• _Record excerpts_:
--*--
PR #1267, opened 2022-07-04
docs: removed the extra ` before :js:func

hehex9:
https://lingui.js.org/ref/react.html#providers

image

it makes the `useLingui` unclickable


hehex9:
🤕

PR #1276, opened 2022-08-14
feat Add support for oct escaping

mordicool-medigate-io:
Hi,

Can we please add escaping for the # in the replaceOctothorpe function?

This will be very appreciated, and enable the use of # as part of the plural macro 👍🏻

### DIFF
--- a/packages/core/src/context.ts
+++ b/packages/core/src/context.ts
@@ -3,6 +3,9 @@ import { date, number } from "./formats"
 import { isString, isFunction } from "./essentials"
--*--
• _Task description_: Repeat, with no changes, each line from the one with "-3,6 +3,9 @@ import" to the end of the listing, including both ends and nothing else.

• _Completed task_:
@@ -3,6 +3,9 @@ import { date, number } from "./formats"
 import { isString, isFunction } from "./essentials"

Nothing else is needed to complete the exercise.